(Items from a dataset)
PR #231, opened 2020-03-30
check if LoRa chip or not by hardware

rexfue:
test, if pin 26 (LoRa DIO) is low. If yes, then it is LoRa hardware.
Change in  every file the "#if CPU == STICK" to "if (haveLoRa ) {}"

### DIFF
--- a/multigeiger/chkhardware.cpp
+++ b/multigeiger/chkhardware.cpp
@@ -1,0 +1,17 @@
+// Check if we have LoRa hardware
+
+// Test pin 26 (that is LORA_DIO0) to be low.
+#include <Arduino.h>
+
+#define HWTESTPIN 26
+
+// Test pin is LoRa_DIO0. If LoRa chip is present, this pin is low, otherwise
+// it is an open pin with pullup
+bool init_hwtest(void) {
+  pinMode(HWTESTPIN, INPUT_PULLUP);
+  delay(200);
+  if (!digitalRead(HWTESTPIN)) {      // low => LoRa chip detected
+    return true;
+  }
+  return false;
+}
--- a/multigeiger/chkhardware.h
+++ b/multigeiger/chkhardware.h
@@ -1,0 +1,6 @@
+#ifndef CHKHARDWARE_H
+#define CHKHARDWARE_H
+
+bool init_hwtest(void);
+
+#endif
--- a/multigeiger/display.cpp
+++ b/multigeiger/display.cpp
@@ -9,81 +9,74 @@
 
 #include "display.h"
 
-#if CPU == STICK
 #define PIN_DISPLAY_ON 25
-#endif
 
 #define PIN_OLED_RST 16
 #define PIN_OLED_SCL 15
 #define PIN_OLED_SDA 4
 
-#if CPU != STICK
 U8X8_SSD1306_128X64_NONAME_HW_I2C u8x8(PIN_OLED_RST, PIN_OLED_SCL, PIN_OLED_SDA);
-#else
-U8X8_SSD1306_64X32_NONAME_HW_I2C u8x8(PIN_OLED_RST, PIN_OLED_SCL, PIN_OLED_SDA);
-#endif
+U8X8_SSD1306_64X32_NONAME_HW_I2C u8x8_lora(PIN_OLED_RST, PIN_OLED_SCL, PIN_OLED_SDA);
+U8X8 *pu8x8;
 
 bool displayIsClear;
+static bool isLoraBoard;
 
 void display_start_screen(void) {
   char line[20];
 
-  u8x8.clear();
-  #if CPU == STICK
-  // Display is only 4 lines by 8 characters; lines counting from 2 to 5
-  u8x8.setFont(u8x8_font_5x8_f);        // use really small font
-  for (int i = 2; i < 6; i++) {
-    u8x8.drawString(0, i, "        ");  // clear all 4 lines
+  pu8x8->clear();
+  if (isLoraBoard) {
+    // Display is only 4 lines by 8 characters; lines counting from 2 to 5
+    pu8x8->setFont(u8x8_font_5x8_f);        // use really small font
+    for (int i = 2; i < 6; i++) {
+      pu8x8->drawString(0, i, "        ");  // clear all 4 lines
+    }
   }
-  #endif
 
-  #if CPU == STICK
-  u8x8.drawString(0, 2, "Geiger-");
-  u8x8.drawString(0, 3, " Counter");
-  u8x8.drawString(0, 4, "Version:");
-  snprintf(line, 9, "%s", VERSION_STR);  // 8 chars + \0 termination
-  u8x8.drawString(0, 5, line);
-  #else
-  u8x8.setFont(u8x8_font_7x14_1x2_f);
-  u8x8.drawString(0, 0, "Geiger-Counter");
-  u8x8.drawString(0, 2, "==============");
-  snprintf(line, 15, "%s", VERSION_STR);  // 14 chars + \0 termination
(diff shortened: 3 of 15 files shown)


rexfue:
A first try. Query the LoRa DIO0 pin. It works, tested with two different Heltec modules.

multigeiger/chkhardware.h
```diff
@@ -0,0 +1,6 @@
+#ifndef CHKHARDWARE_H
+#define CHKHARDWARE_H
+
+bool init_hwtest(void);
+
+#endif
```
ThomasWaldmann: add a linefeed to make diff happy.

multigeiger/display.cpp
```diff
@@ -9,81 +9,77 @@
...
-void setup_display(void) {
-  u8x8.begin();
-
-  #if CPU == STICK
-  pinMode(PIN_DISPLAY_ON, OUTPUT);
-  digitalWrite(PIN_DISPLAY_ON, HIGH);
-  #endif
-
+void setup_display(bool lora) {
+  haveLoRa = lora;
```
ThomasWaldmann: as far as this module is concerned, it is not really about having lora or not, it is about which kind of display we have.
which is also implied if we know which `board` we have.

multigeiger/switches.cpp
```diff
@@ -6,19 +6,18 @@
...
-#define PIN_SWI_3 36
-#endif
-
-void setup_switches() {
+static unsigned int PIN_SWI_0 = 39;
+static unsigned int PIN_SWI_1 = 38;
+static unsigned int PIN_SWI_2 = 37;
+static unsigned int PIN_SWI_3 = 36;
+
+void setup_switches(bool lora) {
```
ThomasWaldmann: similar here, it is rather the board hardware (aka "CPU") that influences this than lora.

multigeiger/switches.h
```diff
@@ -11,7 +11,8 @@ typedef struct switches {
   unsigned int unused: 1;  // SW3
 } Switches;
 
-void setup_switches(void);
+
+void setup_switches(bool);
```
ThomasWaldmann: bool lora (or whatever).

multigeiger/transmission.cpp
```diff
@@ -22,23 +19,24 @@
...
   http_software_version = String(version);
 
-  #if CPU==STICK
-  int major, minor, patch;
-  sscanf(version, "V%d.%d.%d", &major, &minor, &patch);
-  lora_software_version = (major << 12) + (minor << 4) + patch;
-  setup_lorawan();
-  #endif
+  if (haveLoRa) {
+    haveLoRa = true;
```
ThomasWaldmann: hmm?

multigeiger/transmission.cpp
```diff
@@ -236,15 +232,15 @@ void transmit_data(String tube_type, int tube_nbr, unsigned int dt, unsigned int
...
 
-  #if CPU==STICK
-  if(sendToLora && (strcmp(appeui, "") != 0)) {    // send only, if we have LoRa credentials
-    log(INFO, "Sending to TTN ...");
-    displayStatusLine("TTN");
-    send_ttn_geiger(tube_nbr, dt, gm_counts);
-    if (have_thp)
-      send_ttn_thp(temperature, humidity, pressure);
+  if (haveLoRa) {
+    if(sendToLora && (strcmp(appeui, "") != 0)) {    // send only, if we have LoRa credentials
```
ThomasWaldmann: just add another term to the second "if"?

multigeiger/webconf.h
```diff
@@ -14,15 +14,13 @@ extern bool sendToCommunity;
...
 extern char appeui[];
 extern char deveui[];
 extern char appkey[];
-#endif
 
 extern char ssid[];
 extern IotWebConf iotWebConf;
 
-void setup_webconf(void);
+void setup_webconf(bool);
```
ThomasWaldmann: bool lora (or whatever).

multigeiger/chkhardware.cpp
```diff
@@ -0,0 +1,19 @@
...
+
+// Test pin is LoRa_DIO0. If LoRa chip is present, this pin is low, otherwise
+// it is an open pin with pullup
+bool init_hwtest(void) {
+  pinMode(HWTESTPIN, INPUT_PULLUP);       
+  delay(200);
+  if(!digitalRead(HWTESTPIN)) {       // low => LoRa chip detected
+    haveLoRa = true;
+  }  
+  return haveLoRa;
```
ThomasWaldmann:
```
return !digitalRead(HWTESTPIN);
```

also: either check this only once or kill that static variable, guess both together doesn't make sense.

multigeiger/chkhardware.cpp
```diff
@@ -0,0 +1,19 @@
+// Check if we have LoRa hardware
+
+// Test pin 26 (that is LORA_DIO0) to be low.
+#include <Arduino.h>
+
+#define HWTESTPIN 26
+
+static bool haveLoRa = false;
```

What to do ▸ Copy out every line of the data that includes "chars".

Output for this task ▸
-  snprintf(line, 9, "%s", VERSION_STR);  // 8 chars + \0 termination
-  snprintf(line, 15, "%s", VERSION_STR);  // 14 chars + \0 termination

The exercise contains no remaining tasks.